• _Task to carry out_: All entries should be copied exactly, none left out.

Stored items
........
PR #3067, opened 2018-08-11
[PINOT-6856]: Fix controller storage check logic when it is unable to get reports from servers

sunithabeeram:
Currently, when the controller fails to get a segment size report from any replica for a given segment, it falls back to using the table-level max. The problem with that is that for highly skewed tables, we can overestimate by a lot and cause segment uploads to fail.

It appears that it might be safer to let the upload go through in such cases, than try to extrapolate sizes based on existing sizes. Depending on which segments we actually get reports back from using, mix/max/average/median etc can always be vulnerable to overestimation.

With this change, we skip segments where we have no report from any replica. For segments that have report from some, but not all, we fill in for the other replicas using the segment-level-max (it should be extremely rare that replicas report different sizes for segments!)

Changes include:
- Firing off a metric when we skip quota enforcement when we don't hear back from any server at all.
- Firing off a metric when we go through with quota enforcement with partial reports. We still go through with the check as it can help catch cases where the table is already over quota even with the existing reports.
- Added a missingSegments count to track how many segments we don't have reports for at all.
- Fixed test to add coverage for missing segments.

### DIFF
--- a/pinot-controller/src/main/java/com/linkedin/pinot/controller/helix/SegmentStatusChecker.java
+++ b/pinot-controller/src/main/java/com/linkedin/pinot/controller/helix/SegmentStatusChecker.java
@@ -81,7 +81,8 @@ public class SegmentStatusChecker {
     _waitForPushTimeSeconds = config.getStatusCheckerWaitForPushTimeInSeconds();
     _metricsRegistry = metricsRegistry;
     HttpConnectionManager httpConnectionManager = new MultiThreadedHttpConnectionManager();
-    _tableSizeReader = new TableSizeReader(Executors.newCachedThreadPool(), httpConnectionManager, _pinotHelixResourceManager);
+    _tableSizeReader = new TableSizeReader(Executors.newCachedThreadPool(), httpConnectionManager,
+        _metricsRegistry, _pinotHelixResourceManager);
 
     _executorService = Executors.newSingleThreadScheduledExecutor(new ThreadFactory() {
       @Override
--- a/pinot-controller/src/main/java/com/linkedin/pinot/controller/helix/SegmentStatusChecker.java
+++ b/pinot-controller/src/main/java/com/linkedin/pinot/controller/helix/SegmentStatusChecker.java
@@ -23,7 +23,6 @@ import com.linkedin.pinot.common.metrics.ControllerMetrics;
 import com.linkedin.pinot.common.utils.CommonConstants.Helix.TableType;
 import com.linkedin.pinot.controller.ControllerConf;
 import com.linkedin.pinot.controller.helix.core.PinotHelixResourceManager;
-import com.linkedin.pinot.controller.util.TableSizeReader;
 import java.util.List;
 import java.util.Map;
 import java.util.concurrent.Executors;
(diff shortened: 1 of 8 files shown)


pinot-controller/src/main/java/com/linkedin/pinot/controller/util/TableSizeReader.java
```diff
@@ -199,35 +208,36 @@ public TableSubTypeSizeDetails getTableSubtypeSize(String tableNameWithType, int
...
+            0);
+
+      } else {
+        LOGGER.warn("Missing size report for {} out of {} segments for table {}", subTypeSizeDetails.missingSegments,
+            subTypeSizeDetails.segments.size(), table);
+        _controllerMetrics.setValueOfTableGauge(table, ControllerGauge.TABLE_STORAGE_ESTIMATION_PARTIAL,
+            1);
+        // reset metric tracking failure
+        _controllerMetrics.setValueOfTableGauge(table, ControllerGauge.TABLE_STORAGE_ESTIMATION_FAILURE,
+            0);
```
mcvsubbu: You need to reset both metrics to 0 if there are no missing segments.

Would it make sense to have one metric ControllerGauge.TABLE_STORAGE_EST_FAILED_SEGMENTS, and report the number of segments failed? If it is 0 failed, then the metric automatically becomes 0.

pinot-controller/src/main/java/com/linkedin/pinot/controller/helix/SegmentStatusChecker.java
```diff
@@ -81,7 +81,8 @@ public SegmentStatusChecker(PinotHelixResourceManager pinotHelixResourceManager,
     _waitForPushTimeSeconds = config.getStatusCheckerWaitForPushTimeInSeconds();
     _metricsRegistry = metricsRegistry;
     HttpConnectionManager httpConnectionManager = new MultiThreadedHttpConnectionManager();
-    _tableSizeReader = new TableSizeReader(Executors.newCachedThreadPool(), httpConnectionManager, _pinotHelixResourceManager);
+    _tableSizeReader = new TableSizeReader(Executors.newCachedThreadPool(), httpConnectionManager,
```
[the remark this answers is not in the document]
sunithabeeram: Done.

pinot-controller/src/main/java/com/linkedin/pinot/controller/util/TableSizeReader.java
sunithabeeram: Good point. Incorporated both comments.

pinot-controller/src/main/java/com/linkedin/pinot/controller/util/TableSizeReader.java
```diff
@@ -199,35 +208,41 @@ public TableSubTypeSizeDetails getTableSubtypeSize(String tableNameWithType, int
...
-        subTypeSizeDetails.estimatedSizeInBytes += sizeDetails.estimatedSizeInBytes;
+    if (subTypeSizeDetails.missingSegments > 0) {
+      if (subTypeSizeDetails.missingSegments == subTypeSizeDetails.segments.size()) {
+        LOGGER.warn("Could not get size reports from any server for all segments of the table {}", table);
+        subTypeSizeDetails.reportedSizeInBytes = -1;
+        subTypeSizeDetails.estimatedSizeInBytes = -1;
+        _controllerMetrics.setValueOfTableGauge(table, ControllerGauge.TABLE_STORAGE_ESTIMATION_FAILURE,
+            1);
+        // reset metric tracking partial estimation
+        _controllerMetrics.setValueOfTableGauge(table, ControllerGauge.TABLE_STORAGE_EST_FAILED_SEGMENTS,
```
mcvsubbu: shouldn't this metric be set to segments.size()? we failed to get size for all segments, right? And then maybe we don't need the other metric at all?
........
• _Response area_:
PR #3067, opened 2018-08-11
[PINOT-6856]: Fix controller storage check logic when it is unable to get reports from servers

sunithabeeram:
Currently, when the controller fails to get a segment size report from any replica for a given segment, it falls back to using the table-level max. The problem with that is that for highly skewed tables, we can overestimate by a lot and cause segment uploads to fail.

It appears that it might be safer to let the upload go through in such cases, than try to extrapolate sizes based on existing sizes. Depending on which segments we actually get reports back from using, mix/max/average/median etc can always be vulnerable to overestimation.

With this change, we skip segments where we have no report from any replica. For segments that have report from some, but not all, we fill in for the other replicas using the segment-level-max (it should be extremely rare that replicas report different sizes for segments!)

Changes include:
- Firing off a metric when we skip quota enforcement when we don't hear back from any server at all.
- Firing off a metric when we go through with quota enforcement with partial reports. We still go through with the check as it can help catch cases where the table is already over quota even with the existing reports.
- Added a missingSegments count to track how many segments we don't have reports for at all.
- Fixed test to add coverage for missing segments.

### DIFF
--- a/pinot-controller/src/main/java/com/linkedin/pinot/controller/helix/SegmentStatusChecker.java
+++ b/pinot-controller/src/main/java/com/linkedin/pinot/controller/helix/SegmentStatusChecker.java
@@ -81,7 +81,8 @@ public class SegmentStatusChecker {
     _waitForPushTimeSeconds = config.getStatusCheckerWaitForPushTimeInSeconds();
     _metricsRegistry = metricsRegistry;
     HttpConnectionManager httpConnectionManager = new MultiThreadedHttpConnectionManager();
-    _tableSizeReader = new TableSizeReader(Executors.newCachedThreadPool(), httpConnectionManager, _pinotHelixResourceManager);
+    _tableSizeReader = new TableSizeReader(Executors.newCachedThreadPool(), httpConnectionManager,
+        _metricsRegistry, _pinotHelixResourceManager);
 
     _executorService = Executors.newSingleThreadScheduledExecutor(new ThreadFactory() {
       @Override
--- a/pinot-controller/src/main/java/com/linkedin/pinot/controller/helix/SegmentStatusChecker.java
+++ b/pinot-controller/src/main/java/com/linkedin/pinot/controller/helix/SegmentStatusChecker.java
@@ -23,7 +23,6 @@ import com.linkedin.pinot.common.metrics.ControllerMetrics;
 import com.linkedin.pinot.common.utils.CommonConstants.Helix.TableType;
 import com.linkedin.pinot.controller.ControllerConf;
 import com.linkedin.pinot.controller.helix.core.PinotHelixResourceManager;
-import com.linkedin.pinot.controller.util.TableSizeReader;
 import java.util.List;
 import java.util.Map;
 import java.util.concurrent.Executors;
(diff shortened: 1 of 8 files shown)


pinot-controller/src/main/java/com/linkedin/pinot/controller/util/TableSizeReader.java
```diff
@@ -199,35 +208,36 @@ public TableSubTypeSizeDetails getTableSubtypeSize(String tableNameWithType, int
...
+            0);
+
+      } else {
+        LOGGER.warn("Missing size report for {} out of {} segments for table {}", subTypeSizeDetails.missingSegments,
+            subTypeSizeDetails.segments.size(), table);
+        _controllerMetrics.setValueOfTableGauge(table, ControllerGauge.TABLE_STORAGE_ESTIMATION_PARTIAL,
+            1);
+        // reset metric tracking failure
+        _controllerMetrics.setValueOfTableGauge(table, ControllerGauge.TABLE_STORAGE_ESTIMATION_FAILURE,
+            0);
```
mcvsubbu: You need to reset both metrics to 0 if there are no missing segments.

Would it make sense to have one metric ControllerGauge.TABLE_STORAGE_EST_FAILED_SEGMENTS, and report the number of segments failed? If it is 0 failed, then the metric automatically becomes 0.

pinot-controller/src/main/java/com/linkedin/pinot/controller/helix/SegmentStatusChecker.java
```diff
@@ -81,7 +81,8 @@ public SegmentStatusChecker(PinotHelixResourceManager pinotHelixResourceManager,
     _waitForPushTimeSeconds = config.getStatusCheckerWaitForPushTimeInSeconds();
     _metricsRegistry = metricsRegistry;
     HttpConnectionManager httpConnectionManager = new MultiThreadedHttpConnectionManager();
-    _tableSizeReader = new TableSizeReader(Executors.newCachedThreadPool(), httpConnectionManager, _pinotHelixResourceManager);
+    _tableSizeReader = new TableSizeReader(Executors.newCachedThreadPool(), httpConnectionManager,
```
[the remark this answers is not in the document]
sunithabeeram: Done.

pinot-controller/src/main/java/com/linkedin/pinot/controller/util/TableSizeReader.java
sunithabeeram: Good point. Incorporated both comments.

pinot-controller/src/main/java/com/linkedin/pinot/controller/util/TableSizeReader.java
```diff
@@ -199,35 +208,41 @@ public TableSubTypeSizeDetails getTableSubtypeSize(String tableNameWithType, int
...
-        subTypeSizeDetails.estimatedSizeInBytes += sizeDetails.estimatedSizeInBytes;
+    if (subTypeSizeDetails.missingSegments > 0) {
+      if (subTypeSizeDetails.missingSegments == subTypeSizeDetails.segments.size()) {
+        LOGGER.warn("Could not get size reports from any server for all segments of the table {}", table);
+        subTypeSizeDetails.reportedSizeInBytes = -1;
+        subTypeSizeDetails.estimatedSizeInBytes = -1;
+        _controllerMetrics.setValueOfTableGauge(table, ControllerGauge.TABLE_STORAGE_ESTIMATION_FAILURE,
+            1);
+        // reset metric tracking partial estimation
+        _controllerMetrics.setValueOfTableGauge(table, ControllerGauge.TABLE_STORAGE_EST_FAILED_SEGMENTS,
```
mcvsubbu: shouldn't this metric be set to segments.size()? we failed to get size for all segments, right? And then maybe we don't need the other metric at all?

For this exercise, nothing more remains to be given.